As I indicated before....I think my DH could convince himself of happiness with a childless life.  Like you- I CANNOT!  I will tell you that eventually I did, indeed, have to have a very "tough love" sit-down with him and explain to him that I would not be able to just put this donor sperm option away.  Knowing that it was an option, meant that I felt we needed to TRY it.  I presented the donor sperm option as "half of an adoption".  Nobody blinks an eye at those who decide to adopt a child....so I try to look at this donor sperm thing as adopting half of a child (the sperm half).  I also felt that it would only be a bonus to our child for him/her to have an awareness of at least, half of their biological history.  I emphasized the importance we had always placed on sharing the experience of a pregnancy.  Most importantly (and this was by far the scariest part of the discussion for me), I said that I worried for our relationship if we did not AT LEAST give this option a fair shot....because I knew in my heart I would feel restricted otherwise, and I would become bitter and resentful at him for not giving the option an ATTEMPT.  I talked about how this was hard for me as well, but it is basically our primary option.  I knew that if we both did not agree to try it...it would only be a matter of time before it pushed us apart.  I needed to share that with him...because I knew better than him about the liklihood of these relationship dynamics, I think.

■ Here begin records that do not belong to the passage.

Issue #4102, opened 2024-08-02
non-constexpr formatted_size() breaks compile-time formatting


AnthonyVH:
Before [f6b4a23b83](https://github.com/fmtlib/fmt/commit/f6b4a23b83b36946072398bd04b7c7810df2d213) the function `formatted_size()` in `compile.h` was marked as `FMT_CONSTEXPR20`.

This allowed writing compile-time formatting using C++23's `static constexpr` members inside a constexpr function. E.g.:

```c++
template <fmt::detail::udl_compiled_string format, auto... values>
constexpr std::string_view constexpr_format() {
  static constexpr auto str = [] {
    constexpr auto result_length = fmt::formatted_size(format, values...);
    auto result = std::array<char, result_length>{};
    fmt::format_to(result.data(), format, values...);
    return result;
  }();
  return std::string_view(str.data(), str.size());
}
```

However, since the linked commit, this annotation was removed. Looking at the commit, I can't figure out why this is the case. Is there any chance of re-introducing the `constexpr` on all functions that allow it in `compile.h`?

PS: `fmt::counting_buffer::count()` is not marked `constexpr` either. When I wrote the snippet above, an `fmt::counting_iterator` was used instead in `fmt::formatted_size()` (but this iterator was removed in [ba36a0481](https://github.com/fmtlib/fmt/commit/ba36a04811c5f73681a8e1c1e28539182e6a211b)).

vitaut:
It was relying on deprecated and inefficient `counting_iterator` which was removed. A PR to constexprify `counting_buffer` and reintroduce `constexpr` to `formatted_size` would be welcome.

phprus:
Fix: #4103

AnthonyVH:
I was just about to prepare a PR, but you beat me to it :smile:. Thanks a lot for the super quick fix!

PR #4103, opened 2024-08-02
Reintroduce constexpr fmt::formatted_size for C++20

phprus:
Fix for #4102

``FMT_DETAIL_EXPLICIT_INSTANTIATIONS`` is need to fix visual studio 2019 error:

```
D:\a\fmt\fmt\include\fmt\base.h(1198,21): error C2672: 'fmt::v11::detail::buffer<T>::append': no matching overloaded function found [D:\a\fmt\build\fmt.vcxproj]
...
D:\a\fmt\fmt\include\fmt\base.h(1198,1): error C2893: Failed to specialize function template 'void fmt::v11::detail::buffer<T>::append(const U *,const U *)' [D:\a\fmt\build\fmt.vcxproj]
          with
          [
              T=char
          ]
D:\a\fmt\fmt\include\fmt\base.h(929): message : see declaration of 'fmt::v11::detail::buffer<T>::append' [D:\a\fmt\build\fmt.vcxproj]
          with
          [
              T=char
          ]
D:\a\fmt\fmt\include\fmt\base.h(1198,1): message : With the following template arguments: [D:\a\fmt\build\fmt.vcxproj]
D:\a\fmt\fmt\include\fmt\base.h(1198,1): message : 'U=Char' [D:\a\fmt\build\fmt.vcxproj]
```

https://github.com/phprus/fmt/actions/runs/10221349236/job/28283689340

### DIFF
--- a/include/fmt/base.h
+++ b/include/fmt/base.h
@@ -929,7 +929,7 @@ template <typename T> class buffer {
 // Workaround for Visual Studio 2019 to fix error C2893: Failed to specialize
 // function template 'void fmt::v11::detail::buffer<T>::append(const U *,const
 // U *)'
-#ifndef FMT_DETAIL_EXPLICIT_INSTANTIATIONS
+#if !FMT_MSC_VERSION || FMT_MSC_VERSION >= 1930
   FMT_CONSTEXPR20
 #endif
       void
--- a/include/fmt/base.h
+++ b/include/fmt/base.h
@@ -494,7 +494,8 @@ struct is_back_insert_iterator<
 
 // Extracts a reference to the container from *insert_iterator.
 template <typename OutputIt>
-inline auto get_container(OutputIt it) -> typename OutputIt::container_type& {
+inline FMT_CONSTEXPR20 auto get_container(OutputIt it) ->
+    typename OutputIt::container_type& {
   struct accessor : OutputIt {
     accessor(OutputIt base) : OutputIt(base) {}
     using OutputIt::container;
@@ -901,7 +902,7 @@ template <typename T> class buffer {
   FMT_CONSTEXPR auto data() const noexcept -> const T* { return ptr_; }
 
   /// Clears this buffer.
-  void clear() { size_ = 0; }
+  FMT_CONSTEXPR void clear() { size_ = 0; }
 
   // Tries resizing the buffer to contain `count` elements. If T is a POD type
   // the new elements may not be initialized.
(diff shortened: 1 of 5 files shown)


include/fmt/base.h
```diff
@@ -924,15 +925,23 @@ template <typename T> class buffer {
...
 
   /// Appends data to the end of the buffer.
-  template <typename U> void append(const U* begin, const U* end) {
+  template <typename U>
+// Workaround for Visual Studio 2019 to fix error C2893: Failed to specialize
+// function template 'void fmt::v11::detail::buffer<T>::append(const U *,const
+// U *)'
+#ifndef FMT_DETAIL_EXPLICIT_INSTANTIATIONS
+  FMT_CONSTEXPR20
+#endif
```
vitaut, line 934: This looks weird and probably a (benign) ODR violation. Maybe we should disable `FMT_CONSTEXPR20` completely on this version of MSVC.

phprus: Visual studio 2019 supports C++20 and I think disabling ``FMT_CONSTEXPR20`` for it is a bad idea.
I suggest disable ``FMT_CONSTEXPR20`` only for ``fmt::formatted_size`` (implemented in new commit).


But, I don't see any ODR violation here, since the function body is the same.
If ODR is violated after PR, it must be violated without it due to explicit instantiation

vitaut: I think the new version is cleaner, let's go with it.

include/fmt/base.h
```diff
@@ -924,15 +925,23 @@ template <typename T> class buffer {
...
+      append(const U* begin, const U* end) {
     while (begin != end) {
       auto count = to_unsigned(end - begin);
       try_reserve(size_ + count);
       auto free_cap = capacity_ - size_;
       if (free_cap < count) count = free_cap;
       // A loop is faster than memcpy on small sizes.
       T* out = ptr_ + size_;
-      for (size_t i = 0; i < count; ++i) out[i] = begin[i];
+      for (size_t i = 0; i < count; ++i) out[i] = static_cast<T>(begin[i]);
```
vitaut, line 944: Why do we need a static cast now?

include/fmt/compile.h
```diff
@@ -488,7 +488,11 @@ auto format_to_n(OutputIt out, size_t n, const S& fmt, Args&&... args)
 
 template <typename S, typename... Args,
           FMT_ENABLE_IF(detail::is_compiled_string<S>::value)>
-auto formatted_size(const S& fmt, const Args&... args) -> size_t {
+#if !FMT_MSC_VERSION || FMT_MSC_VERSION >= 1930
+FMT_CONSTEXPR20
+#endif
```
vitaut, line 493: Can we use FMT_CONSTEXPR20 unconditionally? It will still give a compile-time error when trying to use.

include/fmt/base.h
phprus: This is bug.

include/fmt/compile.h
phprus: Yes.
If we do not use ``fmt::formatted_size`` in constexpr context.

include/fmt/base.h
phprus: Another solution, but it will break library ABI: remove explicit instantiations for ``buffer<>::append``.

Version with disabled FMT_CONSTEXPR20 for ``fmt::formatted_size`` on Visual studio 2019 is ready for review.

vitaut:
Merged, thanks.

My DH had decided against intrusive surgerical  procedures because he felt that to retrieve one or two sperm (when there SHOULD  be zillions) would more than likely mean retreiving "not-so-healthy" sperm....ones that are not exceptionally resilient and able to be maintained for conception.  I really left that up to him.  Sometimes, I still wonder

I think it is important for us as partners to share when we are sad....so I do agree with your dear friend.  I will also tell you that what sadness I did share initially was not ALL the sadness I felt....I know that I did temper it- whether that was "right" or "wrong".  I will say that my DH has become stronger...and eventually I was able to share more and more sadness as he became stronger.  Nevertheless, I need to remember that he has his bad days ,too.  And I guess that when we BOTH have bad days....it's a bad mix (like last night). 

Update: We discussed our interaction last night (not something that could have VER been broached a year or more ago)...and he told me tonight what would work better for him (i.e. no heavy topics broached when he is completely and utterly physically exhausted) and I identified what would work better for me (no brush offs!!!  a hug would ease my insecurities beyond belief and if he could just remind me that he "would like to talk about this- but feels he can't give the topic due attention-and we'll talk about it in the morning").  I think we reached yet ANOTHER truce....platform for a richer relationship, perhaps?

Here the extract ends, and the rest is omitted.